I hate myself for it, even though I can’t remember exactly what I did…
The past few years get hazier with every passing minute. Whatever Martin gave me in that IV drip along with the Devour Virus, it isn’t just eating away at my flesh and bones. It’s wolfing down my memories, nibbling holes in my history, turning my brain into a cartoon landscape filled with so many black holes it would be easy to tumble into one and get lost. Forever.
But as I lay curled in the corner of this dusty bedroom, alone in the dark, waiting for something I can’t recall, yet dread all the same, he’s still there.
Daddy and his belt.
And his cigarettes.
And his voice assuring me I’m never going to amount to jack shit.
“You were right, Dad,” I croak as tears stream down my hollow cheeks. “Look. You were right.”

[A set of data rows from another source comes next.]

PR #2774, opened 2021-05-18
Mobile 3693

crazyserver:


dpalou:
Hi Pau,

the changes look good. Have you checked if having audios/videos inside radio buttons or similar work? It was a common use case in our users, we should make sure it works.

crazyserver:
NIce catch Dani! Should be fixed now. I also added some fixes to css I found during the testing.

dpalou (approved):

PR #2775, opened 2021-05-19
Mobile 3691

dpalou:


NoelDeMartin (approved):
At some point we should stop using this pattern of depending on plugins with `git+https://`, and as we've been discussing we should explore the possibility to have custom native code in this same repository (be it implementing a plugin here, following the same strategy we are following for `MainActivity.java`, or something else).

But I'll go ahead with the merge because this solves the issue for now, and this is a pattern we are already using with other plugins.

PR #2782, opened 2021-05-20
MOBILE-3751: Headings a11y

NoelDeMartin:


crazyserver (changes requested):
Hi Noel!

Code looks good but I think it would be better to directly use h1 instead of ion-title or core-title. We can add css ion-header h1 { } or similar.

Also, check styles from ios and android (https://github.com/ionic-team/ionic-framework/tree/master/core/src/components/title)

NoelDeMartin:
@crazyserver Thanks for the review, I followed your suggestion and I also noticed that some headers should actually be h2 (the ones inside modals).

crazyserver (approved):
Great changes!

PR #2788, opened 2021-05-21
Mobile 3320

crazyserver:


dpalou (approved):

dpalou:
Hi Pau,

the changes look good to me, but it seems some E2E tests are failing. Maybe they only look for text in aria-label and not in title?

crazyserver:
Thanks Dani! Can you have a look again?

src/core/features/comments/pages/viewer/viewer.page.ts
```diff
@@ -262,48 +275,65 @@ export class CoreCommentsViewerPage implements OnInit, OnDestroy {
     }
 
     /**
-     * Add a new comment to the list.
+     * Send the comment or store it offline.
      *
-     * @param e Event.
+     * @param text Comment to add
+      Event.
```
dpalou, line 281: This line should be removed.

src/core/features/comments/pages/viewer/viewer.page.ts
```diff
@@ -160,9 +164,15 @@ export class CoreCommentsViewerPage implements OnInit, OnDestroy {
                     commentsResponse.comments.length >= CoreCommentsProvider.pageSize;
             }
 
-            comments = await Promise.all(comments.map((comment) => this.loadCommentProfile(comment)));
+            this.comments = comments.concat(this.comments);
```
dpalou, line 167: This change means that we will display comments without user data, and then the user data will be loaded. Wouldn't it be better to wait for all data to be loaded before displaying them, as it was done before?

dpalou (changes requested):

crazyserver:
Thanks Dani! Solved! I also changed the way it scrolls to bottom to avoid scrolling when the page is partially loaded.

crazyserver:
Also added a new commit to prevent new line from being shown before submitting from send message form

dpalou (approved):

PR #2794, opened 2021-05-27
Mobile 3761

dpalou:


src/core/constants.ts
```diff
@@ -173,6 +173,7 @@ export interface EnvironmentConfig {
     displayqroncredentialscreen?: boolean;
     displayqronsitescreen?: boolean;
     forceOpenLinksIn: 'app' | 'browser';
+    iosopenfilepicker?: boolean;
```
NoelDeMartin, line 176: We were using all lowercase characters for historical purposes, but now that we already have camel cased properties, could we call this one `iOSOpenFilePicker` instead?

Other than that, what do you think of using a string instead of a boolean here? We could call it something like `defaultFilePickerAction` and it could have the values "open" or "open-with" (iOS only). I think the code would be more readable because you would see something like `openFile('open');' and `openFile('open-with');`.

In any case, these are just suggestions so feel free to apply the ones you like.

src/core/components/local-file/core-local-file.html
```diff
@@ -18,18 +18,25 @@ <h3 *ngIf="!editMode">{{fileName}}</h3>
...
-                <ion-icon name="fas-pen" slot="icon-only" aria-hidden="true"></ion-icon>
+            <ion-button fill="clear" *ngIf="isIOS" (click)="openFile($event, true)"
+                [attr.aria-label]="openButtonLabel | translate">
+                <ion-icon slot="icon-only" [name]="openButtonIcon" aria-hidden="true"></ion-icon>
             </ion-button>
 
-            <ion-button *ngIf="editMode" fill="clear" [attr.aria-label]="'core.save' | translate" color="success" type="submit">
-                <ion-icon name="fas-check" slot="icon-only" aria-hidden="true"></ion-icon>
-            </ion-button>
+            <ng-container *ngIf="manage">
```
NoelDeMartin, line 26: This ng-container is unnecessary, given that this is already inside of a div with the same `ngIf` condition.

NoelDeMartin (changes requested):
I found one improvement and a small fix, other than that I think it's pretty much ready for merging.

src/core/components/local-file/core-local-file.html
dpalou: Nice catch, I forgot to remove the ngIf from the parent div.

src/core/constants.ts
dpalou: I added a new commit with these changes.

crazyserver (approved):

PR #2795, opened 2021-05-27
MOBILE-3320: Support alerts on top of loading

NoelDeMartin:


src/core/classes/ion-loading.ts
```diff
@@ -13,43 +13,148 @@
...
+     * Dismiss the loading element.
+     *
+     * @param data Dismiss data.
+     * @param role Dismiss role.
+     */
+    async dismiss(data?: unknown, role?: string): Promise<void> {
+        if (this.paused) {
+            this.paused = false;
+
+            return;
```
dpalou, line 46: Shouldn't you call the dismiss listeners even if the modal is paused or hasn't been displayed yet? Otherwise some listeners might never be called.

BTW I found a bit hard to understand the code at first, maybe it would be nice to include some comments like "No need to dismiss the modal if it's paused since it's already hidden" and things like that.

src/core/services/utils/dom.ts
```diff
@@ -1480,19 +1488,19 @@ export class CoreDomUtilsProvider {
...
-        await alert.present();
-
         const isDevice = CoreApp.isAndroid() || CoreApp.isIOS();
         if (!isDevice) {
             // Treat all anchors so they don't override the app.
             const alertMessageEl: HTMLElement | null = alert.querySelector('.alert-message');
             alertMessageEl && this.treatAnchors(alertMessageEl);
         }
+
+        await alert.onDidDismiss();
```
dpalou, line 1503: Do we really want to wait for the modal to be dismissed? The function name and JSDoc doesn't say anything about it. Currently we never wait for this function to be resolved so this change shouldn't break anything, just saying.

dpalou (changes requested):
Hi Noel, I added a couple of comments in the code but I also want to comment the general approach of supporting alerts on top of loading. Couldn't you just put a higher z-index to the alerts so they're displayed on top of the loading modals?

src/core/services/utils/dom.ts
dpalou: Ok, I've just seen the result will be used now, so ignore this comment.

src/core/classes/ion-loading.ts
NoelDeMartin: Thanks for spotting that, you're right we should call the listeners here as well, I fixed it now.

I also added a new comment explaining the purpose of the pause/resume.

NoelDeMartin:
Thanks for the review @dpalou, I suppose it would be possible to use the z-index approach but I decided to do it this way because stacking modals on top of one another makes the overlay ever darker. With this approach, every time a modal is displayed the previous modal will be hidden visually but remain active conceptually, which I think makes better UX.

dpalou (approved):

PR #181, opened 2023-04-21
Add time functions to libribasim

Hofer-Julian:
Also started using `pytest.approx`

### DIFF
--- a/python/ribasim_api/tests/test_bmi.py
+++ b/python/ribasim_api/tests/test_bmi.py
@@ -17,14 +17,14 @@ def test_get_start_time(libribasim, basic, tmp_path):
     config_file = str(tmp_path / f"{basic.modelname}.toml")
     libribasim.initialize(config_file)
     time = libribasim.get_start_time()
-    assert time == 0.0
+    assert time == pytest.approx(0.0)
 
 
 def test_get_current_time(libribasim, basic, tmp_path):
     basic.write(tmp_path)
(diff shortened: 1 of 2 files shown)


python/ribasim_api/tests/test_bmi.py
```diff
@@ -12,12 +12,28 @@ def test_initialize(libribasim, basic, tmp_path):
     libribasim.initialize(config_file)
 
 
+def test_get_start_time(libribasim, basic, tmp_path):
+    basic.write(tmp_path)
+    config_file = str(tmp_path / f"{basic.modelname}.toml")
+    libribasim.initialize(config_file)
+    time = libribasim.get_start_time()
+    assert time == pytest.approx(0.0)
```
visr, line 20:
```suggestion
    assert time == 0.0
```

Wouldn't any slight deviations here be unexpected? This 0 is not the result of any floating point calculations.

visr (approved):
Looks good to me, 1 optional comment.

Is `get_time_units` not needed?

python/ribasim_api/tests/test_bmi.py
Hofer-Julian: I am unsure about best practises for these cases.
My feeling is that it's fine to compare floats like `abs(a - b) < eps` for all tests.

But I am fine with changing it to your suggestion if you prefer that.
It is arguably more precise.

PR #184, opened 2023-04-21
model.write: deleting old geopackage files if they exist

### LINKED ISSUE #173: Python: model.write() will append to existing geopackages
It looks like geopandas will append layers to an existing geopackage. This is not desirable when calling `model.write`: you're writing the entire model. I think we should check if a file with the given name already exists, then delete it before writing.

visr:
Fix #173 for real this time; forgot to include this in #182.


Hofer-Julian (approved):
Ah that makes more sense.
Should have caught that during review :)

Issue #80, opened 2023-03-01
consider Chezy or Manning-based Level connector


gijsber:
the current LinearLevelConnector may be hard to configure/calibrate

a Manning or Chezy based connector using a wetted area (of the upstream storage) and a roughness factor may be easier given available data sources

gijsber:
rectangular profile + roughness
~3-4d

gijsber:
@Huite please rename to ManningResistance (to have naming consistency with the LinearResistance node)

evetion:
+ Investigate oscillations (flow) as part of testing this nodetype. @SouthEndMusic

SouthEndMusic:
It seems that the oscillatory behavior of the flow around the manning resistance disappears if the profiles of the connected basins are physical (which they are **not** in the example and test models), in the way discussed in [#255](https://github.com/Deltares/Ribasim/issues/225). This makes intuitive sense from the fact that the ManningResistance behaviour is rooted in physics.

visr:
Oh that is a nice and reassuring find!

visr:
> It seems that the oscillatory behavior of the flow around the manning resistance disappears if the profiles of the connected basins are physical.

In #280 they are physical, but I still get oscillations, these are the flows over the basic-transient model edges:
![image](https://github.com/Deltares/Ribasim/assets/4471859/bf462c5d-dda2-48b6-b6dc-96287d6d9038)

Versus current main:
![image](https://github.com/Deltares/Ribasim/assets/4471859/e43c48e7-70da-4e16-a9cc-cf87cb020f6c)

SouthEndMusic:
> In #280 they are physical, but I still get oscillations

I see that you now get the storages by integrating over the areas which is nice, but if I am not mistaken the interpolation you use between those storage values is still linear which is unphysical. In the example I made I kept the area constant over the level which makes linear interpolation correct.

![test_manning_model](https://github.com/Deltares/Ribasim/assets/74617371/5613f8ca-486a-4742-94b8-2e3fb3447eff)
![Constant_area_profile](https://github.com/Deltares/Ribasim/assets/74617371/94d27fef-ed81-4cbf-8379-0c1c23a10dad)
![test_manning_flow](https://github.com/Deltares/Ribasim/assets/74617371/c3c4cd5a-d7a7-48c9-9b44-eab3073b9dc7)

SouthEndMusic:
Agreed

PR #186, opened 2023-04-24
add ManningConnection

Huite:
I haven't updated everything in QGIS yet, and I need to setup the tests.

Fixes most of #80

### DIFF
--- a/core/src/solve.jl
+++ b/core/src/solve.jl
@@ -1,5 +1,6 @@
 ## types and functions
 const Interpolation = LinearInterpolation{Vector{Float64}, Vector{Float64}, true, Float64}
+const TWO_G = 2 * 9.81
 
 """
 Store the connectivity information
@@ -120,14 +121,15 @@ Requirements:
 struct ManningConnection
     node_id::Vector{Int}
     length::Vector{Float64}
-    n_inverted::Vector{Float64}
-    profile_bottom::Vector{Float64}
+    n_squared::Vector{Float64}
     profile_width::Vector{Float64}
     profile_slope::Vector{Float64}
     profile_slope_unit_length::Vector{Float64}
+    contraction_coefficient:::Vector{Float64}
+    expansion_coefficient:::Vector{Float64}
 end
 
-ManningConnection() = ManningConnection(Int[], Float64[], Float64[], Float64[], Float64[], Float64[])
+ManningConnection() = ManningConnection(Int[], Float64[], Float64[], Float64[], Float64[], Float64[], Float64[], Float64[])
 
 """
 Requirements:
@@ -167,6 +169,7 @@ struct Parameters
     connectivity::Connectivity
     basin::Basin
     linear_level_connection::LinearLevelConnection
+    manning_connection::ManningConnection
     tabulated_rating_curve::TabulatedRatingCurve
     fractional_flow::FractionalFlow
     level_control::LevelControl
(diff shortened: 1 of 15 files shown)


core/src/solve.jl
```diff
@@ -199,6 +249,83 @@ function formulate!(
...
+    (; graph, flow, u_index) = connectivity
+    (; node_id, length, n_squared, profile_width, profile_slope, unit_length, contraction_c, expansion_c) = manning_connection
+    for (i, id) in enumerate(node_id)
+        basin_1_id = only(inneighbors(graph, id))
+        basin_2_id = only(outneighbors(graph, id))
+
+        h_1 = level[u_index[basin_1_id]]
+        h_2 = level[u_index[basin_2_id]]
+        bottom_1 = first(basin.level[basin_1_id].u)
+        bottom_2 = first(basin.level[basin_1_id].u)
```
visr, line 294: The state `u` and the vectors in Basin are aligned, same length and order. The ID cannot be used as an index, so here you also need to use `u_index[basin_1_id]`, so it's probably a good idea to save that as a variable. Also note that you use `basin_1_id` in the second line instead of `basin_2_id`.

core/src/solve.jl
```diff
@@ -199,6 +249,83 @@ function formulate!(
...
+        d_1 = h_1 - bottom_1
+        d_2 = h_2 - bottom_2
+        d_mean = 0.5 * (d_1 + d_2)
+
+        # Determine direction of flow
```
visr, line 299:
```suggestion
        # Determine direction of flow, it goes from a to b
```

core/src/solve.jl
```diff
@@ -199,6 +249,83 @@ function formulate!(
...
+
+        # Use water depth to compute either contraction or expansion
+        C = (d_b >= d_a) ? expansion_c : -1.0 * contraction_c
+        C_v = (1.0 + C) / TWO_G
+        C_f = n_squared * length
+
+        # Compute cross sectional areas and hydraulic radius
+        A_a = (profile_width * d_a + profile_slope * d_a^2)
+        A_b = (profile_width * d_b + profile_slope * d_b^2)
+        A2 = (profile_width * d_mean + profile_slope * d_mean^2)
```
visr, line 318:
```suggestion
        A_a = profile_width * d_a + profile_slope * d_a^2
        A_b = profile_width * d_b + profile_slope * d_b^2
        A2 = profile_width * d_mean + profile_slope * d_mean^2
```

docs/core/equations.qmd
```diff
@@ -245,6 +245,185 @@ $$
 \mathit{Q_{in}} = -\mathit{Q_{out}}
 $$ {#eq-flushing}
 
+## Manning connection
+
+Ribasim is capable of simulating steady flow between basins through a reaches
+described by a trapezoidal profile and a Manning roughness coefficient.
+
+We describe the discharge from basin $a$ for basin $b$ solely as a function of
```
visr, line 253:
```suggestion
We describe the discharge from basin $a$ to basin $b$ solely as a function of
```

docs/core/equations.qmd
```diff
@@ -245,6 +245,185 @@ $$
...
+The discharge $Q$ is defined as:
+
+$$
+Q = Av
+$$
+
+where $A$ is cross-sectional area.
+  
+We use conservation of energy to relate the total head at $a$ to $b$, with $H_a
+> H_b$ as follows:
```
visr, line 287:
```suggestion
We use conservation of energy to relate the total head at $a$ to $b$,
with $H_a> H_b$ as follows:
```

python/ribasim/ribasim/linear_level_connection.py
visr, line 1: These are the schemas of the linear level connection, looks like your edited the wrong file.

python/ribasim/ribasim/model.py
visr, line 1: Nit, but almost everywhere you put the ManningConnection after the LinearLevelConnection, except for 3x in this file. Perhaps keep the order the same?

visr (commented):
Great to have this. Made some initial comments.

Deep in my mind, neurons fire, electricity dances, and my imagination wastes valuable energy showing me Daddy on the stage, mic cupped in his hands, eyes closed as he sings his favorite song. The one about the girl who spends her entire life mourning the boy who got away, only to die the day before his love letter arrives in the mail.
I bite down on my bottom lip until I taste blood. The sharp, iron-and-sugar taste
comforts me, making me stronger, though I can’t remember why it feels so good to bite.
To bite and claw…
I lift one trembling hand, but no matter how I ache for the escape of my animal form, my fingers remain pale and slender. Weak and frail. Human.
Martin took that away, too. I can’t shift without a trigger from his goons.
From…those men…
I used to know their names. Now they’re just silhouettes retreating into impenetrable darkness.
The world narrows, fades, evaporates.
I lose so many names and faces that I’m not surprised when the two men who wake me in the middle of the night seem to know who I am but I can’t recall a thing about either of them.
Nothing at all, though they seem kind. Good guys, not bad ones.
One of them—the slimmer one with the shaggy brown hair and the smell of wood smoke lingering on his skin—has tears in his eyes as he asks who did this to me.
“I don’t know,” I answer honestly. I can’t remember anything. I am a cracked vase, all the water I once held spilled out onto the floor. But I do know one thing, and I confess it to the man in a whisper as I beg, “Please don’t cry. I can’t stand to see people cry.”
It makes me feel sick, but I don’t know why.
I don’t know much of anything.
Not even my own name, a fact I confess, as well.
“Carrie Ann,” the golden-haired man says, his eyes nearly as sad as his friend’s. “Your name is Carrie Ann. You’re Wren’s friend, which means you’re our friend. We’re going to take care of you, okay? No one’s going to hurt you again. I promise.”
It’s a lovely promise, one I want to believe so much it hurts.
But I don’t. Something deep inside knows instinctively that promises are made to be broken and that I’ll never be safe, no matter how far I run or how well I hide.